**Task brief**
Pick every line out of the entries below that holds the string "PowerGridModel", and report them.

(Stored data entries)
+===+
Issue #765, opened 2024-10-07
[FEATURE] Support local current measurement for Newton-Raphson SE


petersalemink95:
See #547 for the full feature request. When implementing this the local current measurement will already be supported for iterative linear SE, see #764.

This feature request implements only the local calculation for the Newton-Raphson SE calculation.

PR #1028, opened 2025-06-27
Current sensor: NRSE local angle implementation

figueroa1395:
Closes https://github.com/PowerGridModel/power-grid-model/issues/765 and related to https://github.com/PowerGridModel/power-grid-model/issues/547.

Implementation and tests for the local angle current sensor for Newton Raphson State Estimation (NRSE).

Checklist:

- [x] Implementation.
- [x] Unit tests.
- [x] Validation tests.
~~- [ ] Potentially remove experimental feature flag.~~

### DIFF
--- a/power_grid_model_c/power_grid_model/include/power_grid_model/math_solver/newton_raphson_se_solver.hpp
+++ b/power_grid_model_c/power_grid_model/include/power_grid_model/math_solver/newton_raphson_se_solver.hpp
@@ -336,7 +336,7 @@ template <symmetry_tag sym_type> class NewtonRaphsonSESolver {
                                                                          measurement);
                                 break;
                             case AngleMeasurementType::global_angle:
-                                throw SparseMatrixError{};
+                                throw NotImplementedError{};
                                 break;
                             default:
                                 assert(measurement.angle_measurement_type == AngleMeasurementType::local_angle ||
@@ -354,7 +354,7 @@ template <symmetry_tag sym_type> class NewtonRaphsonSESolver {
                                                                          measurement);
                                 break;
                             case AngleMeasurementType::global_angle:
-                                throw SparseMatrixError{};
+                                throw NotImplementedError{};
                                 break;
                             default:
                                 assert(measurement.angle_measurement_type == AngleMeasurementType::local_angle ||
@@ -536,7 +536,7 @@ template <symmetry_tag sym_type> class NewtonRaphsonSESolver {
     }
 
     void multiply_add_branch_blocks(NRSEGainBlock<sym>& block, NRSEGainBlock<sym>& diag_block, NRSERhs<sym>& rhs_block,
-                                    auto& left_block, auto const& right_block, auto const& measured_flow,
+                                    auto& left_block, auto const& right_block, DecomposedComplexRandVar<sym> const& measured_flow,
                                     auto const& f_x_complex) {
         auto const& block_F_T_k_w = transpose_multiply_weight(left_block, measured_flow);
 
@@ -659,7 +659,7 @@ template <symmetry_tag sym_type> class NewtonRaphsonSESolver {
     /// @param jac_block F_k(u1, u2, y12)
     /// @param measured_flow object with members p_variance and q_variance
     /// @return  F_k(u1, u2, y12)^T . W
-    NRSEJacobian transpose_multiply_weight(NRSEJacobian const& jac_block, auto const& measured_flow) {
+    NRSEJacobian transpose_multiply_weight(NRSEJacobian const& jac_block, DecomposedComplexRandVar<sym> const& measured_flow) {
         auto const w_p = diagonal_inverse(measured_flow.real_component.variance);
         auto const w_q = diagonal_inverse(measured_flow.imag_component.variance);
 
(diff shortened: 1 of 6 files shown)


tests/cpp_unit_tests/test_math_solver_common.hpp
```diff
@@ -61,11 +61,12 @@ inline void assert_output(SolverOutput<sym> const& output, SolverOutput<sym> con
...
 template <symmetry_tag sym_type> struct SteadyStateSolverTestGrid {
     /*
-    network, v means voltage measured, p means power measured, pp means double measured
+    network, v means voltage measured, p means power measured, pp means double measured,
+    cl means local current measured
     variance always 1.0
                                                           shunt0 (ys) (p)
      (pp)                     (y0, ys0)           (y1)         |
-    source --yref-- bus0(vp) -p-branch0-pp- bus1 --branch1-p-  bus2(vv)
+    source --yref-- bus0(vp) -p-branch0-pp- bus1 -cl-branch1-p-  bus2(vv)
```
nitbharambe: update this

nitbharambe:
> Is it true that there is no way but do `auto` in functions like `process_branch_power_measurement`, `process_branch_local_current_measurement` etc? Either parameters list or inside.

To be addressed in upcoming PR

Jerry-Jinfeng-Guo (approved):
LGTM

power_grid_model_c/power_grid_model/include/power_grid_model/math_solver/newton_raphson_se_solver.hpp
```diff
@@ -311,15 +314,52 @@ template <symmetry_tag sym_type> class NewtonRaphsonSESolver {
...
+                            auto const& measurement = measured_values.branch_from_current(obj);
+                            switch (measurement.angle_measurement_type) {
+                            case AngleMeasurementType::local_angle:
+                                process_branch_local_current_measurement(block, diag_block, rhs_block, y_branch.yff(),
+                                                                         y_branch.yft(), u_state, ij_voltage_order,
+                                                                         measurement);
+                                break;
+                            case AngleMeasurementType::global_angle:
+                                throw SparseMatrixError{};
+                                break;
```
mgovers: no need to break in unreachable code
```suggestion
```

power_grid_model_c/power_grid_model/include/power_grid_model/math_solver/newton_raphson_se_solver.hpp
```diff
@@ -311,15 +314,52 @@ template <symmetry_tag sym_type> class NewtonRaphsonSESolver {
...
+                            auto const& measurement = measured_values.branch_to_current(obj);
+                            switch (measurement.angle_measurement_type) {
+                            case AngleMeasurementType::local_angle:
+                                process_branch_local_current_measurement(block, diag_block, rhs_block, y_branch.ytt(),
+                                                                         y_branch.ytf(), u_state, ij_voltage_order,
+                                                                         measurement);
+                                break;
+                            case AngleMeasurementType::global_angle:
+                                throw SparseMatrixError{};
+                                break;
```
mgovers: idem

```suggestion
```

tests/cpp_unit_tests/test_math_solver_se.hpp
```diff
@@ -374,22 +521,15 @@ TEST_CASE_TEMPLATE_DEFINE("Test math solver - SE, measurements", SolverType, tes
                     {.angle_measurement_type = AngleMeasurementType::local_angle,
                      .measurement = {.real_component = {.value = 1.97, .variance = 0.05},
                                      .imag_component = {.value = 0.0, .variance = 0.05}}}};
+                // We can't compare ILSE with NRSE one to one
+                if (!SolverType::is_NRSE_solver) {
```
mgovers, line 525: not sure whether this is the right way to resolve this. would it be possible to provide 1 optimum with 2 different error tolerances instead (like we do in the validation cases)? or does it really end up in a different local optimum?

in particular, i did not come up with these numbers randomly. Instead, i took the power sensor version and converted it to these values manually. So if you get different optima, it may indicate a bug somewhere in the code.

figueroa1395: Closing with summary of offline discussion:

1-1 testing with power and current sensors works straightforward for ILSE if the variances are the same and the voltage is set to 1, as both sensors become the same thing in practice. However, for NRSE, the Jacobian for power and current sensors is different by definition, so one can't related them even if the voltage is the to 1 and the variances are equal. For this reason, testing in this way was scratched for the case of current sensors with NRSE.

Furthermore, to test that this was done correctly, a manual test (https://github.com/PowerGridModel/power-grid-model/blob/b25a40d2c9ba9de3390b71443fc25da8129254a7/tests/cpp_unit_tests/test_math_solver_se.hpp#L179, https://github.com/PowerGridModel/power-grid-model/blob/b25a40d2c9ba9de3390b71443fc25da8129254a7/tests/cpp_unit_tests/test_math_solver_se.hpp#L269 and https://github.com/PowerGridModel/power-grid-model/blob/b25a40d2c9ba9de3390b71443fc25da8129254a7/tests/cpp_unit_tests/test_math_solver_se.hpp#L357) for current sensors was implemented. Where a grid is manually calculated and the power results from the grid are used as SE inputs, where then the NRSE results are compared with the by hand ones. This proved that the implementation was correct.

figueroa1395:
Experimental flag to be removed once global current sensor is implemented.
+===+
**Response to this task**
Closes https://github.com/PowerGridModel/power-grid-model/issues/765 and related to https://github.com/PowerGridModel/power-grid-model/issues/547.
Furthermore, to test that this was done correctly, a manual test (https://github.com/PowerGridModel/power-grid-model/blob/b25a40d2c9ba9de3390b71443fc25da8129254a7/tests/cpp_unit_tests/test_math_solver_se.hpp#L179, https://github.com/PowerGridModel/power-grid-model/blob/b25a40d2c9ba9de3390b71443fc25da8129254a7/tests/cpp_unit_tests/test_math_solver_se.hpp#L269 and https://github.com/PowerGridModel/power-grid-model/blob/b25a40d2c9ba9de3390b71443fc25da8129254a7/tests/cpp_unit_tests/test_math_solver_se.hpp#L357) for current sensors was implemented. Where a grid is manually calculated and the power results from the grid are used as SE inputs, where then the NRSE results are compared with the by hand ones. This proved that the implementation was correct.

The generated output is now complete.